# Regulatory Compliance Category > General Regulatory Compliance Forum >  I can't believe Vodacom still uses this clause in their suretyship agreement!

## Dave A

Section 64 of the National Credit Act requires plain language. And I've noticed that even the banks have gone to some lengths to ensure sureties are written in plain language nowadays.

So imagine my surprise when I came across this clause in Vodacom's Agreement of suretyship:




> 8. The Surety hereby expressly renounces the defence of prescription and the benefits of the legal exceptions of "order", _"excussion", "division", "cession of action", "no value received", "non causa debiti"_ and all or any exceptions which could or might be pleaded to any claim by the creditor against the Surety declaring himself / herself to be fully acquainted with the meaning and effect of all such exceptions.


As has been my habit for years now when coming across this particular piece of legal jargon, I duly crossed it out and initialled the alteration. And for years now it hasn't been a problem.

On rare occasions the creditor has questioned this alteration, and once I've pointed them to S64 and asked them to explain _excussion_ to me in plain language, up until now they've accepted the alteration and life has gone on. In fact, most have amended their credit agreements as a result.

But of course this is Vodacom. No alterations accepted and the company's application has been declined as a result.
(Which they failed to inform me of BTW. It was only today when I followed up on their silence that all this has come to light.)

So I asked the Vodacom representative to explain to me the meaning of clause 8, and in particular the meaning of _excussion_ in plain language.
He couldn't.
His supervisor couldn't.
No-one in the entire Vodacom Customer Service Centre at Gateway could.
And they couldn't raise anyone on the phone that could (or was willing to) explain it to me either.

I suggest that answers the test as to whether this constitutes plain language or not  :Stick Out Tongue: 

Anyhow, it has now been booted to Vodacom legal and I'm told I can expect a response from them within 3 days. 

No idea where things are going to go from here, and I am quietly wondering whether this time around I've bitten off more than I should chew - particularly as I know it is exceptionally unlikely the surety is ever going to have to be invoked.

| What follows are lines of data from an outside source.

PR #3331, opened 2024-06-12
MDEV-33746 Supply missing override markings

DaveGosselin-MariaDB:
Find and fix missing virtual override markings.  Updates CMAKE_CXX_FLAGS to include -Wsuggest-override and -Winconsistent-missing-override.  In a few places, redundant virtual markings were removed.

### DIFF
--- a/sql/item_cmpfunc.h
+++ b/sql/item_cmpfunc.h
@@ -236,12 +236,12 @@ public:
   Item_bool_func(THD *thd, Item *a, Item *b, Item *c): Item_int_func(thd, a, b, c) {}
   Item_bool_func(THD *thd, List<Item> &list): Item_int_func(thd, list) { }
   Item_bool_func(THD *thd, Item_bool_func *item) :Item_int_func(thd, item) {}
-  const Type_handler *type_handler() const { return &type_handler_bool; }
-  const Type_handler *fixed_type_handler() const { return &type_handler_bool; }
-  CHARSET_INFO *compare_collation() const { return NULL; }
-  bool fix_length_and_dec() { decimals=0; max_length=1; return FALSE; }
-  uint decimal_precision() const { return 1; }
-  bool need_parentheses_in_default() { return true; }
+  const Type_handler *type_handler() const override { return &type_handler_bool; }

Any possibly helpful thoughts to preoccupy me while I wait, anyone?

----------


## IanF

Dave 
Consider going prepaid instead. We have converted and cellphone costs have come down. We are on the per second 79 cents plan. Then if you want data get a dual sim phone and get Afrihost data or whichever network works best for you.
I transfer from FNB website and the Vodacom account is credited immediately.

----------

Dave A (09-Sep-14), desA (09-Sep-14)

----------


## desA

Sound applied wisdom, IanF.

----------


## Dave A

The challenge is it's for transfers of existing contracts with Vodacom.

----------


## Citizen X

Even in law, jurists [academics and practitioners] are moving away from legalese [I’ve just done what shouldn’t be done] i.e. ‘legalese ,’(lol). The fact is verbosity, ambiguity, redundancy are all barriers to effective communication. I’ll revert with a sound example[just need to find it, _have an idea where it is_]

----------


## Citizen X

> Even in law, jurists [academics and practitioners] are moving away from legalese [I’ve just done what shouldn’t be done] i.e. ‘legalese ,’(lol). The fact is verbosity, ambiguity, redundancy are all barriers to effective communication. I’ll revert with a sound example[just need to find it, _have an idea where it is_]


Found it :Thumbup: 

Statutory interpretation is a skill  that is acquired over time. There are techniques taught to assist in this skill. Leading academics are against the complex and verbose drafting of legislation.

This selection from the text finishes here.